Taiwan has been ranked as the 14th-best destination for investment in the latest US Business Environment Risk Intelligence (BERI) report, down eight places from the previous report, the Ministry of Economic Affairs said on Friday, attributing the drop to China’s massive military exercises around Taiwan.
Citing the third BERI report last year, released last month, the ministry said Taiwan received a score of 53 for profit opportunity recommendation — the overall indicator used by BERI to evaluate each country as an investment destination — compared with 58 in the previous report, released in August.
Switzerland placed first with a score of 69, ahead of Norway (67), Canada (60), Denmark (59) and China (58), the report showed.
Photo: CNA
Taiwan took fifth place in Asia, trailing China (No. 5 globally), South Korea (No. 7), Singapore (No. 9) and Indonesia (No. 12), the ministry said.
BERI releases evaluation reports in April, August and December each year, reviewing the investment environment in 50 countries from the perspective of multinational companies.
It uses three indicators to assess investment risk — operating conditions (operation risk), political risk, and foreign exchange/external accounts position (remittance and repatriation) risk.
Taiwan scored 34 in the political risk sub-category, down from 36 in the previous report, while its standing in the sub-category fell to 42nd place from 36th worldwide, and 10th place in Asia, the report showed.
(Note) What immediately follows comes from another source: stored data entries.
PR #13, opened 2020-04-29
vulnerability probabilities by demographic group

Theodore-Chatziioannou:
This touches two tasks from the backlog: "stats for vulnerable population of London/UK" and "joint distribution sampler". The calculations and narrative/methodology are part of the "vulnerability_probabilities.ipynb" notebook.

I am trying to estimate probabilities of a person being perceived as belonging to a vulnerable group (based on their age and gender), with the purpose of supporting mobility constrains in PAM. I am using a Bayesian approach, with mortality risk being the prior probability and covid deaths statistics the evidence, while a scaling factor normalizes vulnerability to a max of 100% likelihood for people over 70 (based on government advice).       

@fredshone I believe part of this was in the things you were looking at, so happy to discuss how to embed it in the sampling algorithms (if you are happy with the approach)


Theodore-Chatziioannou:
> Comment - maybe it makes sense to apply the adjustment by gender? Given that the risk is different for men and women, at the moment men have 100% risk at 65+. Would be interesting viewing and sharing without the adjustment - a sort of comparison of gov policy to reality.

The fall in the political risk factor reflected rising tensions across the Taiwan Strait, in particular in the third quarter of last year, when China performed large-scale military drills around Taiwan, the report said.
In the operations risk category, last month’s report ranked Taiwan fifth globally, down from third in the August report, as the country scored 59 points, compared with 62 points in the previous report.
Taiwan’s global ranking in the category trailed only the US (66 points), Australia (64 points), and Canada and Switzerland (61 points), while being tied with Vietnam and Indonesia.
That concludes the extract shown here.